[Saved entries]
= Beginning of Section =

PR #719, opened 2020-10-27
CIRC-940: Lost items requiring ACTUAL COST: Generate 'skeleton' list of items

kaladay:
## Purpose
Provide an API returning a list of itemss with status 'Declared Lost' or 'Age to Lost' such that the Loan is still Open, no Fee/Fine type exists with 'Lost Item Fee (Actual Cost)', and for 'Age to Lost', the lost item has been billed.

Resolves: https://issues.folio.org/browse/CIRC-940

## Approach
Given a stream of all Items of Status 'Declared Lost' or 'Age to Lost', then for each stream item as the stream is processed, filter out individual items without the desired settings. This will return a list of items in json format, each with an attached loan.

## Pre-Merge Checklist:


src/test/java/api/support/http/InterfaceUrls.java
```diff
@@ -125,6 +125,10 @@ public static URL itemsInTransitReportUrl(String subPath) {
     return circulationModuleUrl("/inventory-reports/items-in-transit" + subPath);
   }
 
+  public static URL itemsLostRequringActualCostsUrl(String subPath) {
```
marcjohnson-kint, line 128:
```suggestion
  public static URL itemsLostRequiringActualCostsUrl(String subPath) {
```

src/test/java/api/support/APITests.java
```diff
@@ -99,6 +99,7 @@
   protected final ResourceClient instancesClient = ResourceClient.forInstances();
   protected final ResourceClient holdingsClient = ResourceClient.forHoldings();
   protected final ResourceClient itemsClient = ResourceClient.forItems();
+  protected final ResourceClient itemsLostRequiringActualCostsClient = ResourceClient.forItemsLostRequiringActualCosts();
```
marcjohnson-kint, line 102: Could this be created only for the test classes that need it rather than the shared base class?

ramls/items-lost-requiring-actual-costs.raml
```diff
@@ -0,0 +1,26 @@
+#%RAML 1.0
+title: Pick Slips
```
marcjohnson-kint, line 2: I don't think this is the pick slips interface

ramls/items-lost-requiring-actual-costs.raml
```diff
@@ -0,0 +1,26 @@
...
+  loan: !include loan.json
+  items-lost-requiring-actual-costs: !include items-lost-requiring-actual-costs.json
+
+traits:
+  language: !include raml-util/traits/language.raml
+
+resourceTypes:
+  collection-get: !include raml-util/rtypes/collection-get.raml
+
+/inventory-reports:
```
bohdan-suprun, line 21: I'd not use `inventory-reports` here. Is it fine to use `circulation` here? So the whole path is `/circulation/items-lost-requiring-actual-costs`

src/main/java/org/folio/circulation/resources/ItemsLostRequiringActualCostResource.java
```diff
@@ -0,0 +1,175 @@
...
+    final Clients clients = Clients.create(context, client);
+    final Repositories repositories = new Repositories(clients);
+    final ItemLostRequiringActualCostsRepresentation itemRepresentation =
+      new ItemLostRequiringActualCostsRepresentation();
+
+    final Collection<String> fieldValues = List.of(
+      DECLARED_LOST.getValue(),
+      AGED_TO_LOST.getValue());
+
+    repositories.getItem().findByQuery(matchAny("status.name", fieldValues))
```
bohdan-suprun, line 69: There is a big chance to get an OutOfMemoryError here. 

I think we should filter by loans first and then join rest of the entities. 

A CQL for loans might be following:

= End of Section =
= Beginning of Section =

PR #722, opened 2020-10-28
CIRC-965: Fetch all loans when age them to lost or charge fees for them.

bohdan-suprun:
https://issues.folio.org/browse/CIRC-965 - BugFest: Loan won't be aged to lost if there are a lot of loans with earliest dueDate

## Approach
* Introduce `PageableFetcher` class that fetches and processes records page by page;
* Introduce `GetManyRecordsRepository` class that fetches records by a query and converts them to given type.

= End of Section =

What lines in the data above contain the word "that"? Show them all.

Exercise solution =>
Provide an API returning a list of itemss with status 'Declared Lost' or 'Age to Lost' such that the Loan is still Open, no Fee/Fine type exists with 'Lost Item Fee (Actual Cost)', and for 'Age to Lost', the lost item has been billed.
marcjohnson-kint, line 102: Could this be created only for the test classes that need it rather than the shared base class?
* Introduce `PageableFetcher` class that fetches and processes records page by page;
* Introduce `GetManyRecordsRepository` class that fetches records by a query and converts them to given type.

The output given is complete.